Stored items from a collection
↓

PR #151, opened 2023-11-16
Solution Exercise_06

CorvinAn97:
Part 1: 1778099
Part 2: 1623571

### DIFF
--- a/Exercises/Corvin Ansorge/exercises_06.py
+++ b/Exercises/Corvin Ansorge/exercises_06.py
@@ -123,7 +123,7 @@ class Dir:
 root = Dir("/", None)
 curr_dir: Dir = root
 
-cmds = [e.strip() for e in open("/Users/corvinansorge/PycharmProjects/ppp-2023/data/terminal_record.txt") if not e.startswith("$ ls")]
+cmds = [e.strip() for e in open("./../../data/terminal_record.txt") if not e.startswith("$ ls")]
 for line in cmds[1:]:
     if line.startswith("$ cd"):
         curr_dir = curr_dir[line.split(" ")[2]]
--- a/Exercises/Corvin Ansorge/exercises_06.py
+++ b/Exercises/Corvin Ansorge/exercises_06.py
@@ -1,0 +1,147 @@
+# You get a recording of a terminal session moving around a file system.
+# The filesystem consists of a tree of files (plain data) and directories (which can contain other directories or files). 
+# The outermost directory is called /. You can navigate around the filesystem, moving into or out of directories
+# and listing the contents of the directory you're currently in.
+#
+# Within the terminal output, lines that begin with $ are commands you executed, very much like some modern computers:
+#
+# cd means change directory. This changes which directory is the current directory, but the specific result depends on the argument:
+# cd x moves in one level: it looks in the current directory for the directory named x and makes it the current directory.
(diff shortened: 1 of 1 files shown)


Exercises/Corvin Ansorge/exercises_06.py
```diff
@@ -0,0 +1,147 @@
...
+# Mention the total size of the deleted directory in the PR.
+# 
+# You can find the /actual/ input to both parts in data/terminal_record.txt
+###############################################################################
+
+from typing import Union
+
+
+class Dir:
+    def __init__(self, name: str, parent: Union["Dir", None]):
```
LeMixer, line 106: Instead of union you could use `Dir | None` instead which recommend by the python docs ([here](https://docs.python.org/3/library/typing.html))

Exercises/Corvin Ansorge/exercises_06.py
```diff
@@ -0,0 +1,147 @@
...
+        self.name = name
+        self.parent = parent
+        self.children: dict[str, "Dir"] = {}
```
LeMixer, line 109: This annotation is also considered to be somewhat legacy and should in general be done as follows: 

> In general, if something returns self, [...], you should use Self as the return annotation. [here](https://docs.python.org/3/library/typing.html)

This is true for all kind of type hints of a class inside itself, since Python 3.11. You can find it at `typing.Self`

Exercises/Corvin Ansorge/exercises_06.py
```diff
@@ -0,0 +1,147 @@
...
+root = Dir("/", None)
+curr_dir: Dir = root
+
+cmds = [e.strip() for e in open("/Users/corvinansorge/PycharmProjects/ppp-2023/data/terminal_record.txt") if not e.startswith("$ ls")]
+for line in cmds[1:]:
+    if line.startswith("$ cd"):
+        curr_dir = curr_dir[line.split(" ")[2]]
+        continue
+    if line.startswith("dir"):
+        d = Dir(line.split(" ")[1], curr_dir)
```
LeMixer, line 132: You should generally be using more descriptive names for variable, as the time save from writing a couple letters less is generally not worth it regarding readability. In this case it's not a huge issue, but it's definitely something to keep in mind.

Exercises/Corvin Ansorge/exercises_06.py
```diff
@@ -0,0 +1,147 @@
...
+        return sum([e for e in self.files]) + sum([len(e) for e in self.children.values()])
+
+    def __getitem__(self, item):
+        return self.parent if item == ".." else self.children[item]
+
+
+root = Dir("/", None)
+curr_dir: Dir = root
+
+cmds = [e.strip() for e in open("/Users/corvinansorge/PycharmProjects/ppp-2023/data/terminal_record.txt") if not e.startswith("$ ls")]
```
LeMixer, line 126: You should definitely change the absolute path to be at least somewhat of a relative path. This way users/reviewers have not chance running your code, if they'd change their cwd.

LeMixer (changes requested):
Generally a pretty clean code, but stay away from using the now old type hints I've mentioned, but more importantly give users/reviewers a chance of running your code.

LeMixer (approved):
Looks good now, feel free to merge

↑

#### Your goal:
Only the number is required: state how many lines of the entries hold the word "directories".

#### Answer to the exercise:
2